**TASK DETAILS**
After going through the data below, state how many lines contain "createOCMAgentReceiver", and nothing else.
*** Block opens ***
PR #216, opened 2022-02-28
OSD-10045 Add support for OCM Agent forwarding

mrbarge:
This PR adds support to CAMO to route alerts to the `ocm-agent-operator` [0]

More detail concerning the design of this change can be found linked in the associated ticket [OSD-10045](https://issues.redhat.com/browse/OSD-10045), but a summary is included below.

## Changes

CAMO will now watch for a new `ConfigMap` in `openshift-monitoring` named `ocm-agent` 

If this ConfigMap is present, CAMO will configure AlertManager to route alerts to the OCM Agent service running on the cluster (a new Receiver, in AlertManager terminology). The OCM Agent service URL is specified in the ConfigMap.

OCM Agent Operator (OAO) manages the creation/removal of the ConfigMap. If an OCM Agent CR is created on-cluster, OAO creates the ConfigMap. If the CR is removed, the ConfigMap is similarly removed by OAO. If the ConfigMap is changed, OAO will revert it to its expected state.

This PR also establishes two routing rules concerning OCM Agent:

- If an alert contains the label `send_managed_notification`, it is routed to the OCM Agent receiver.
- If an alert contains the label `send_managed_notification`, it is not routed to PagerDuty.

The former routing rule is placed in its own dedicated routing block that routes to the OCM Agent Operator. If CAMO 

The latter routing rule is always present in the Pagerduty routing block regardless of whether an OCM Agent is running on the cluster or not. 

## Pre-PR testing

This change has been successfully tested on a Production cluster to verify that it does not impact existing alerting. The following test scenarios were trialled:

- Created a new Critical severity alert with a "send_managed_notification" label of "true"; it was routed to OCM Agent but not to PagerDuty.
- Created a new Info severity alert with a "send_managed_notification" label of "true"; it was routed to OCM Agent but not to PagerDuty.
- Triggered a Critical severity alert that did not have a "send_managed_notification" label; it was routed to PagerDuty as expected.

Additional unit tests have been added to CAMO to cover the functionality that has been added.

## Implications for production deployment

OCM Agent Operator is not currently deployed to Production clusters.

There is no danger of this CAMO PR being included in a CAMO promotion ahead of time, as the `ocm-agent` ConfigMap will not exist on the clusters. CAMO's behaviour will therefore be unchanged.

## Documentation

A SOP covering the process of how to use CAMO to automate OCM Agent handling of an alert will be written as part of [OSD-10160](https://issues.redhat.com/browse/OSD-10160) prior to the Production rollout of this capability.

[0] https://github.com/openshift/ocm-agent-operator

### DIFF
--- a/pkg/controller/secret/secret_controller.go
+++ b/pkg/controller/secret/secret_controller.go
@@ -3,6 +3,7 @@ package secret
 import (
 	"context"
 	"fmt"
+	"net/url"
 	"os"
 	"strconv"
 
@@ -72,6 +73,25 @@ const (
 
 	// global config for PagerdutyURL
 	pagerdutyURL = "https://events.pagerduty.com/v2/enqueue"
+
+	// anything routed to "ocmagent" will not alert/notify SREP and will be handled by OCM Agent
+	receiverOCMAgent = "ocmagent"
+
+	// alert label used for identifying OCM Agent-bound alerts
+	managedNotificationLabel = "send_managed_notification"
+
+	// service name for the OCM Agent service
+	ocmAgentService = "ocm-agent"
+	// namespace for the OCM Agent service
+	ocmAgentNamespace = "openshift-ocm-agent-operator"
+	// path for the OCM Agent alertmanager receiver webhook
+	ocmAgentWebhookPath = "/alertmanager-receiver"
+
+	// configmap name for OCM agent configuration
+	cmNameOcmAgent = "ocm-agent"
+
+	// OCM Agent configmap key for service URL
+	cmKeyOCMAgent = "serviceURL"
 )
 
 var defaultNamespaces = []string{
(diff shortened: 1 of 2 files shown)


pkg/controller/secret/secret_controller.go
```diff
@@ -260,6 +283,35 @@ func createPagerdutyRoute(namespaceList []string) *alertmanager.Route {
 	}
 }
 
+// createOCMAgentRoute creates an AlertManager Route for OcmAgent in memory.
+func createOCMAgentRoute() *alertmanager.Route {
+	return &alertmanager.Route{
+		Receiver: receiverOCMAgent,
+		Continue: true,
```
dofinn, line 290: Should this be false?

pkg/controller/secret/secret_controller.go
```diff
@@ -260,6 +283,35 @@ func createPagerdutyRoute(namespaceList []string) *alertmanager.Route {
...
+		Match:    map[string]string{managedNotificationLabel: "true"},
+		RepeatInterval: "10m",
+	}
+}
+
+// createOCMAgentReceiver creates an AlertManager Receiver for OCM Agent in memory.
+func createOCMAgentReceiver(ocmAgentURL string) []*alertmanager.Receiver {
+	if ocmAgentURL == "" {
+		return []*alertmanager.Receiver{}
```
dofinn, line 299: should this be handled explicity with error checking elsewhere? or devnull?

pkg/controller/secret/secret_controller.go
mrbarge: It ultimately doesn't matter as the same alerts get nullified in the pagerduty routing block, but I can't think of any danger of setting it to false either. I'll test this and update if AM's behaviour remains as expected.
*** Block closes ***
**THE ANSWER**
2